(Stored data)
'''

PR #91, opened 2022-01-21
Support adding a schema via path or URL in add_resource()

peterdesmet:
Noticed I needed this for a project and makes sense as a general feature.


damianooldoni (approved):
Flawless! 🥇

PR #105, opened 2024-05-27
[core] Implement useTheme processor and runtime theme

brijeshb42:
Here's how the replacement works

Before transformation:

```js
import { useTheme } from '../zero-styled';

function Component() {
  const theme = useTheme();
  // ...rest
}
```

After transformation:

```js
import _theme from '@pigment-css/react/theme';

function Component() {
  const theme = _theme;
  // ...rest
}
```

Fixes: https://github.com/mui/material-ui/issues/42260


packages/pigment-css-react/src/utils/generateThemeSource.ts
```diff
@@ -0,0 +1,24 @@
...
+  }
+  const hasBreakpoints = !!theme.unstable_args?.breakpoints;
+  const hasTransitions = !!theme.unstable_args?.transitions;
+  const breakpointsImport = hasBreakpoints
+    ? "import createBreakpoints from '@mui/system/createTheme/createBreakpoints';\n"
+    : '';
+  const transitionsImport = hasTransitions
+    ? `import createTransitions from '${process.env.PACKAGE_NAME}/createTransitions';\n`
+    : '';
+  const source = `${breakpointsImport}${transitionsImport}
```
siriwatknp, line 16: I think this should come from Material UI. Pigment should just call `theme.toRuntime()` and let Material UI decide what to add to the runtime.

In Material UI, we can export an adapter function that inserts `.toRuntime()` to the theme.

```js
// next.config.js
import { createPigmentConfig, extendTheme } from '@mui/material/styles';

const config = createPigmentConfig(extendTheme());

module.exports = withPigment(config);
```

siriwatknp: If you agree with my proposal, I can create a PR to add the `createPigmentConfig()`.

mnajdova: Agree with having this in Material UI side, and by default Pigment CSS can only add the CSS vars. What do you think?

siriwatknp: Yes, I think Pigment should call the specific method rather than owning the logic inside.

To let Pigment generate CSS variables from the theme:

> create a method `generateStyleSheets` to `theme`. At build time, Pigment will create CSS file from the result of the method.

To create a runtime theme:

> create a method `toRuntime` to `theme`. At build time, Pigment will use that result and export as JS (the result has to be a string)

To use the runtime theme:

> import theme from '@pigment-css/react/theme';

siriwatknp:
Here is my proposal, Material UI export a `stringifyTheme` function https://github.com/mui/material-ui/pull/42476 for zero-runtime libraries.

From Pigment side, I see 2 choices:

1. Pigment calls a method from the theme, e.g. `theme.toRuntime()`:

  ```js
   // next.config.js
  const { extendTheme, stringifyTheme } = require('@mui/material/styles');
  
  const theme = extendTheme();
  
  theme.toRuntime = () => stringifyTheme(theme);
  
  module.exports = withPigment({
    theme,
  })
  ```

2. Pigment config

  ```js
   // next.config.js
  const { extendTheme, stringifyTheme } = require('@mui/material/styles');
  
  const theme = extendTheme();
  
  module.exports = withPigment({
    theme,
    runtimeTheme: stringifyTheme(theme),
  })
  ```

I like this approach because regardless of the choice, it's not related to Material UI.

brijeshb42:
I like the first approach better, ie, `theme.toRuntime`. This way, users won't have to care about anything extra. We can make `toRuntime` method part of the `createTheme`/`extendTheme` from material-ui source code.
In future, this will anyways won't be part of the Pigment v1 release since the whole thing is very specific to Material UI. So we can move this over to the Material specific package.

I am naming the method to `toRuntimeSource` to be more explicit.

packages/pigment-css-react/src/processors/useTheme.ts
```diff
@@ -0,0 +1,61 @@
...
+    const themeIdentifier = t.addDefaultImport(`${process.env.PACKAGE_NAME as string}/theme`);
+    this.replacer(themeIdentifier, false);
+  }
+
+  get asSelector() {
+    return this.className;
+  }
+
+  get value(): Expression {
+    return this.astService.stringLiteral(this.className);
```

'''

Required work:
Scan the entries for the word "approach". Report each line that has it.

Finished task:
I like this approach because regardless of the choice, it's not related to Material UI.
I like the first approach better, ie, `theme.toRuntime`. This way, users won't have to care about anything extra. We can make `toRuntime` method part of the `createTheme`/`extendTheme` from material-ui source code.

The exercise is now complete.